╔══

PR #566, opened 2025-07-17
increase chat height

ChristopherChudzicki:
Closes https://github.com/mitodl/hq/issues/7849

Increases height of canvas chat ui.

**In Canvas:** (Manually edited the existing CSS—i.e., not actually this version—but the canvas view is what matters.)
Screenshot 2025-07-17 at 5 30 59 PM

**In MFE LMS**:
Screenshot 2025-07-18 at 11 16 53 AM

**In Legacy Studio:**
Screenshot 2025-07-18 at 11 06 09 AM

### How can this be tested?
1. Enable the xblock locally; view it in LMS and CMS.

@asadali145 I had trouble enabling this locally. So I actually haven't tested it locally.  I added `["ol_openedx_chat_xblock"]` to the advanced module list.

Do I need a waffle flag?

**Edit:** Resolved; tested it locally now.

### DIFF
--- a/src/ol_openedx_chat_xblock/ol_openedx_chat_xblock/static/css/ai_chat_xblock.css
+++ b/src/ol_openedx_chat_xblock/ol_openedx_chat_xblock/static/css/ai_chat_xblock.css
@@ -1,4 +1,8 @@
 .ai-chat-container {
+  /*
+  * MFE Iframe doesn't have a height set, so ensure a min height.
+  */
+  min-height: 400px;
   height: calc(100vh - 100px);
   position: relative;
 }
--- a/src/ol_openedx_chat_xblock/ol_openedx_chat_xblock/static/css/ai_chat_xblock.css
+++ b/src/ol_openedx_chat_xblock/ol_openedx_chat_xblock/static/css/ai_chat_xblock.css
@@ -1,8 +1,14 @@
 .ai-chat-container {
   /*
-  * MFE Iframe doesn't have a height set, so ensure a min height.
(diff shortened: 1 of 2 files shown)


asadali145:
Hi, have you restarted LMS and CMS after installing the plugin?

╚══
╔══

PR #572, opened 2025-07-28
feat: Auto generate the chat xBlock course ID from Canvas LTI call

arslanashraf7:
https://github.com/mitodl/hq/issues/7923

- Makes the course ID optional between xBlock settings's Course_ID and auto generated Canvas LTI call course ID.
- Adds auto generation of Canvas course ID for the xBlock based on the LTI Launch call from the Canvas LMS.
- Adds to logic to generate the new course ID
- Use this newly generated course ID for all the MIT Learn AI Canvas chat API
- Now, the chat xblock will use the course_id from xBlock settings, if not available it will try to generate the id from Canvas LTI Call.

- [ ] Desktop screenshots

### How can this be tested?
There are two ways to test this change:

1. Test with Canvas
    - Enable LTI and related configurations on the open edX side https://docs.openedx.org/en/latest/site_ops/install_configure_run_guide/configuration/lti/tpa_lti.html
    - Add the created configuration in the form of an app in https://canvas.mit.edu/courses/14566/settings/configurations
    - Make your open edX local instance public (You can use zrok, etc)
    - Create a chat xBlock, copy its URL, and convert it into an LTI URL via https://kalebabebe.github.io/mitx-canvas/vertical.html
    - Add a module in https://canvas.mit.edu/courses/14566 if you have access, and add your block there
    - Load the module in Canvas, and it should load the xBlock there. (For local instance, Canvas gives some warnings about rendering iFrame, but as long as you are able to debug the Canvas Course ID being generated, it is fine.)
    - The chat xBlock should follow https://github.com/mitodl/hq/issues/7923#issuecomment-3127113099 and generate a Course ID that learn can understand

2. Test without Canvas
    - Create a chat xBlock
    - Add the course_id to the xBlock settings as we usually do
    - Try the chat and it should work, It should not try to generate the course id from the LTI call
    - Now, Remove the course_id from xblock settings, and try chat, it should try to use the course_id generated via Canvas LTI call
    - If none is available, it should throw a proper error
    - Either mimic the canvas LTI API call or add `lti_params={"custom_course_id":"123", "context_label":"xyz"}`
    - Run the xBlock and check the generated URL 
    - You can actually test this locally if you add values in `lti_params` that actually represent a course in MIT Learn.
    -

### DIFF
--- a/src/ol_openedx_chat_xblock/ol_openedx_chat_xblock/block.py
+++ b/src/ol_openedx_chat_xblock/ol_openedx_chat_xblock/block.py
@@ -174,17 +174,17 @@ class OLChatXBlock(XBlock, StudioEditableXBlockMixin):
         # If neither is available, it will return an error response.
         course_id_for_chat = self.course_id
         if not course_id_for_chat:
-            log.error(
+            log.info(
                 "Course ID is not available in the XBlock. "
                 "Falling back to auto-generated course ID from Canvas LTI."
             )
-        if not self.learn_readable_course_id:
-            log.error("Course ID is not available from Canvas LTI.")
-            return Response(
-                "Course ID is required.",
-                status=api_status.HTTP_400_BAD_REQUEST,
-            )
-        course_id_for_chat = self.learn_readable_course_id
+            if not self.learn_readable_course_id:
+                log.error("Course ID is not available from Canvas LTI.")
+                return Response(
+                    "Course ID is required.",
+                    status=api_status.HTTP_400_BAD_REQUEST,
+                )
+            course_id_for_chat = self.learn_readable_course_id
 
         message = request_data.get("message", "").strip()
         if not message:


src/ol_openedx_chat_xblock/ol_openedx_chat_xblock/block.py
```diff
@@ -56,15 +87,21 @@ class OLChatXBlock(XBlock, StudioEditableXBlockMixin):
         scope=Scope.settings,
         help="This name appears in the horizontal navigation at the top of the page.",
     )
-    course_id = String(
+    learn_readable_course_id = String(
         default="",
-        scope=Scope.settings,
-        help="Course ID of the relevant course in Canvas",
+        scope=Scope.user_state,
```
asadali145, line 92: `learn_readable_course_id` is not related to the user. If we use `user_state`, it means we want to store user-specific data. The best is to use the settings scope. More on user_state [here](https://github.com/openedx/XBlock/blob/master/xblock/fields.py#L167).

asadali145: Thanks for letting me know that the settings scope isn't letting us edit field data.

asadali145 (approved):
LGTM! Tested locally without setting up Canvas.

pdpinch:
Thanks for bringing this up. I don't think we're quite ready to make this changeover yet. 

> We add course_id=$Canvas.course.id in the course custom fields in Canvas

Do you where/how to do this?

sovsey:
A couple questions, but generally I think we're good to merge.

╚══

Exercise:
An exact copy of the lines above between the line holding "PR #566, opened 2025-07-17" and the line holding "Hi, have you", inclusive, is the whole answer.

Task result:
PR #566, opened 2025-07-17
increase chat height

ChristopherChudzicki:
Closes https://github.com/mitodl/hq/issues/7849

Increases height of canvas chat ui.

**In Canvas:** (Manually edited the existing CSS—i.e., not actually this version—but the canvas view is what matters.)
Screenshot 2025-07-17 at 5 30 59 PM

**In MFE LMS**:
Screenshot 2025-07-18 at 11 16 53 AM

**In Legacy Studio:**
Screenshot 2025-07-18 at 11 06 09 AM

### How can this be tested?
1. Enable the xblock locally; view it in LMS and CMS.

@asadali145 I had trouble enabling this locally. So I actually haven't tested it locally.  I added `["ol_openedx_chat_xblock"]` to the advanced module list.

Do I need a waffle flag?

**Edit:** Resolved; tested it locally now.

### DIFF
--- a/src/ol_openedx_chat_xblock/ol_openedx_chat_xblock/static/css/ai_chat_xblock.css
+++ b/src/ol_openedx_chat_xblock/ol_openedx_chat_xblock/static/css/ai_chat_xblock.css
@@ -1,4 +1,8 @@
 .ai-chat-container {
+  /*
+  * MFE Iframe doesn't have a height set, so ensure a min height.
+  */
+  min-height: 400px;
   height: calc(100vh - 100px);
   position: relative;
 }
--- a/src/ol_openedx_chat_xblock/ol_openedx_chat_xblock/static/css/ai_chat_xblock.css
+++ b/src/ol_openedx_chat_xblock/ol_openedx_chat_xblock/static/css/ai_chat_xblock.css
@@ -1,8 +1,14 @@
 .ai-chat-container {
   /*
-  * MFE Iframe doesn't have a height set, so ensure a min height.
(diff shortened: 1 of 2 files shown)


asadali145:
Hi, have you restarted LMS and CMS after installing the plugin?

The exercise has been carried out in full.